Imagine no possessions,

I wonder if you can,

No need for greed or hunger,

A brotherhood of man,

Imagine all the people,

Sharing all the world...

Elle se rappelle de tous sans exception, tous les noms, tous les rêves, tous les espoirs et les déceptions.

Elle se souvient des grands, des puissants, des héros, Barbe Blanche, d'Ace, d'Oz mais elle se rappelle aussi les autres. Tous ceux dont le nom n'est pas cité, qui n'ont pas voix au chapitre. Que l'histoire ne retiendra pas. Ils restent gravés en elle, au fer rouge, chaque nom, chaque histoire. Ils rejoignent leurs prédécesseurs dans son royaume où toutes les âmes avides d'océan vogues pour l'éternité.

Elle est à bout de forces, la déchirure de son âme est chaque seconde un peu plus forte. Elle halète, secouée par les sanglots mais sa voix porte toujours plus haut. Et ils l'accompagnent, leurs voix rejoignent la sienne et ne forment plus qu'un.

Elle lève le visage vers les ciels, ses doigts volent sur les touches. Au-dessus le ciel craque et la pluie rejoint les larmes et la mer. Le ciel rend hommage à sa sœur endeuillée.

Elle est debout, à présent, le corps et l'âme tournés vers les hommes devant elle, alors qu'ils marchent vers la mer, rejoignant leur dernière demeure.

Elle sourit, elle les remercie.

La chanson atteint son apogée, c'est un hommage. Elle est venue dire adieu et bienvenue.

You may say I'm a dreamer,

But I'm not the only one,

I hope some day you'll join us,

And the world will live as one.

La clameur est tombée, elle est seule.

Elle s'assied de nouveau alors que sa peau quitte les touches et que la que pluie lave toute trace de sa présence sur cette terre.

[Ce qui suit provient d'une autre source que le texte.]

PR #363, opened 2020-01-29
Show real-time vehicles on new line diagram

digitalcora:
Visualizing Green Line bunching in real-time! 🚀

### DIFF
--- a/apps/site/assets/css/_schedule-page-line-diagram.scss
+++ b/apps/site/assets/css/_schedule-page-line-diagram.scss
@@ -175,6 +175,7 @@ $line-width: 8px; // width of the colored line in the diagram
 .m-schedule-diagram__line {
   background-color: currentColor;
   margin: 0 $line-width / 2;
+  position: relative;
   width: $line-width;
 }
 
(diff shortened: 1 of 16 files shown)


ingridpierre:
For commuter rail only, can we add train #s to the tooltip? Looks like we do it on the timetable and the map, but not through this version of the line diagram. See:
image
image
**CURRENT:**
image

**DESIRED:**
image

ingridpierre:
Also, can we left align the tooltip label? Or have some general tooltip rules that update the text alignment based on where the arrow is pointing?  (e.g.: if arrow is left or right, text-align left. If arrow is top or bottom, text-align center.)

digitalcora:
> For commuter rail only, can we add train #s to the tooltip?

Done.

> Also, can we left align the tooltip label here?

Mmmmmaybe. This turned out to be surprisingly non-trivial so I'll get back to you.

ingridpierre:
IE 11, Win 10 - no map or line diagram rendered apart from the header. 😨 
image

digitalcora:
@ingridpierre Cristen noticed this as well, I'm working on a fix at the moment

PR #364, opened 2020-01-29
Special rendering of Silver Line Waterfront trips & route page

phildarnowsky:
Probably best reviewed one commit at a time.

#### Summary of changes
**Asana Ticket:** [🐞Schedule Finder | Silver Line variants are displayed incorrectly](https://app.asana.com/0/555089885850811/1148141637658238)

Per the ticket:

> Silver Line buses like 746 (Silver Line Waterfront) can be seen inside other SL schedules, and 
> found via google (they are not usually directly linked on MBTA.com). 
> When viewing schedule pages and schedule finder results for these vehicles we see poorly styled > results. 

Here we improve the rendering of SL Waterfront results in the places specified in the ticket, as well as a few other places that seemed logical (e.g. the variant selector in the direction picker).

### DIFF
--- a/apps/routes/lib/route.ex
+++ b/apps/routes/lib/route.ex
@@ -1,4 +1,6 @@
 defmodule Routes.Route do
+  @moduledoc false
+
   alias Routes.Repo
 
   defstruct id: "",
@@ -46,6 +48,7 @@ defmodule Routes.Route do
 
   @silver_line ~w(741 742 743 746 749 751)
   @silver_line_set MapSet.new(@silver_line)
+  @silver_line_waterfront "746"
 
   @spec type_atom(t | type_int | String.t()) :: gtfs_route_type
   def type_atom(%__MODULE__{type: type}), do: type_atom(type)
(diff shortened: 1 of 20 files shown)


digitalcora:
All this special-casing of headsigns and destination names is making me wonder whether we shouldn't be addressing the problem in the underlying data. Otherwise, how can we expect anyone else to get this right? We might have hard-coded a bunch of stuff on the web site, but it'll still look weird in e.g. Transit.

paulswartz:
Transit also shows "SL" as the route name, so we can look at switching it in the data. The other information (like the color) is correct in the API.

phildarnowsky:
@paulswartz /cc @digitalcora So I looked into it, and here's what would have to change on the transit data side to implement as much as possible of this feature without special-case code:

* On route 746 itself:
  * Both `direction_destinations` changed to "Silver Line Waterfront"
  * `short_name` changed to "SL"
* On each route pattern for route 746:
  * `headsign` changed to "Silver Line Waterfront"
* On each trip for route 746:
  * `headsign` changed to "Silver Line Waterfront"

There would still need to be a little special-case code on the dotcom side, but not nearly as much. Please advise how big a lift that would be.

ingridpierre:
@phildarnowsky @paulswartz  short name should be changed to SLW. Changing it to SL only makes it seem like a parent route of some sort (like GL is to GL-B)

digitalcora:
@phildarnowsky Should we close this? It seems like most of the relevant work has been offloaded to the API and #394.

PR #366, opened 2020-01-30
Fix new schedules being a blank page in IE11

digitalcora:
**Asana Ticket:** [🐞 New schedules page is blank in IE11](https://app.asana.com/0/385363666817452/1159531751432025/f)

So as not to mess with our existing Webpack config at all, this creates a new config that explicitly compiles `react-async` using the same options. I've tested this using CBT and it allows IE11 to load the line diagram, though unfortunately the live data is still missing (and it's very unclear why).

### DIFF
--- a/apps/site/assets/tsconfig.webpack.json
+++ b/apps/site/assets/tsconfig.webpack.json
@@ -2,7 +2,6 @@
   "extends": "./tsconfig",
   "exclude": [
     "**/__tests__/**/*",
-    "node_modules",
     "vendor/",
     "ts/ts-build/"
   ]
--- a/apps/site/assets/webpack.config.base.js
+++ b/apps/site/assets/webpack.config.base.js
@@ -6,6 +6,20 @@ const webpack = require("webpack");
 const path = require("path");
 const postcssPresetEnv = require("postcss-preset-env");
 
+const babelLoader = {
+  loader: "babel-loader",
+  options: {
+    configFile: "./babel.config.js"
+  }
+};
+
+const tsLoader = {
+  loader: "ts-loader",
+  options: {
+    configFile: "tsconfig.webpack.json"
+  }
+};
+
 module.exports = {
   entry: {
     app: ["./js/app-entry.js"],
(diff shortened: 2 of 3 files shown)


apps/site/assets/tsconfig.webpack.json
```diff
@@ -2,7 +2,6 @@
   "extends": "./tsconfig",
   "exclude": [
     "**/__tests__/**/*",
-    "node_modules",
     "vendor/",
```
thecristen: I'm curious is this might work instead of removing `node_modules` entirely: https://github.com/webpack/webpack/issues/2031#issuecomment-219040479

thecristen: whoops, that's probably syntax for an older webpack version, maybe the newer comments have a better approach

apps/site/assets/webpack.config.base.js
```diff
@@ -50,6 +50,19 @@ module.exports = {
           loader: "babel-loader"
         }
       },
+      {
+        // https://docs.react-async.com/getting-started/installation#transpiling-for-legacy-browsers
+        test: /\/node_modules\/react-async\//,
```
thecristen: The linked page doesn't really explain why, but it directs users to exclude `core-js` from transpilation. Did you try that / could that help here?

apps/site/assets/tsconfig.webpack.json
thecristen: Or with an [include](https://github.com/babel/babel-loader/issues/171#issuecomment-486380160)

digitalcora: Good call on the `include`, I'm trying that approach now as it seems more reliable than regexes. I think we do still need to remove this line though, since it would filter out `node_modules` at the ts-loader level even after it's been included at the Webpack level. This is not otherwise a concern because we're also filtering out `node_modules` in the Webpack config everywhere we use ts-loader.

apps/site/assets/webpack.config.base.js
digitalcora: The example given assumes you're using a single rule to compile your whole app, and want to transpile _all_ of your `node_modules` instead of just react-async — in this case it's necessary to exclude the `core-js` package. Here we're creating a separate rule that only includes react-async, so we don't have to worry about that. But, as a separate tech debt task we should investigate whether we want to transpile all our packages. If nothing else it would solve this "oh I didn't realize it wouldn't work in IE" problem for good.

thecristen:
I'm looking into why this seems to break the Jest test suite -- so far it seems as though the few JS files that get used in some of our tests are not yet transpiled (but should already be transpiled in the test).

PR #368, opened 2020-01-31
Add direction and date to CR timetable ARIA label

phildarnowsky:
The ARIA label for the commuter rail timetable had the route name, which
was useful, but was lacking the direction and date. Added.

#### Summary of changes
**Asana Ticket:** [Timetable | Add direction to table aria label](https://app.asana.com/0/555089885850811/1130340429843892)

### DIFF
--- a/apps/site/lib/site_web/controllers/schedule/timetable_controller.ex
+++ b/apps/site/lib/site_web/controllers/schedule/timetable_controller.ex
@@ -22,6 +22,11 @@ defmodule SiteWeb.ScheduleController.TimetableController do
     as: :assign_direction_id
 
   def show(conn, _) do
+    direction_id = conn.assigns[:direction_id]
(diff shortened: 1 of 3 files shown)


apps/site/lib/site_web/controllers/schedule/timetable_controller.ex
```diff
@@ -22,13 +22,20 @@ defmodule SiteWeb.ScheduleController.TimetableController do
     as: :assign_direction_id
 
   def show(conn, _) do
+    direction_id = conn.assigns[:direction_id]
+    direction_name = conn.assigns.route.direction_names[direction_id]
+
+    {:ok, full_date} = Timex.format(conn.assigns.date, "{Mfull} {D}, {YYYY}")
```
digitalcora: Could we call this `formatted_date` or something to distinguish it from a struct? Might be confusing with all the `date` related stuff floating around.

Elle soupire et pleure, parce que cet endroit est le tombeau de ses enfants et le cimetière de la liberté. Elle pleure les morts et l'atrocité.

Elle finit par se lever, les jambes fébriles et le cœur lourd.

Elle fait face à MarineFord la sanglante.

Et elle s'incline, tel un chef d'orchestre. Elle s'incline face à l'immensité de la cruauté des hommes. Elle est venue rendre hommage, mais pas pardonner. Trop de sang a coulé.

Elle traverse de nouveau le champ de pierres et de mort sans un regard en arrière.

Elle marche toujours plus loin, jusqu'à disparaître dans le méandre des flots.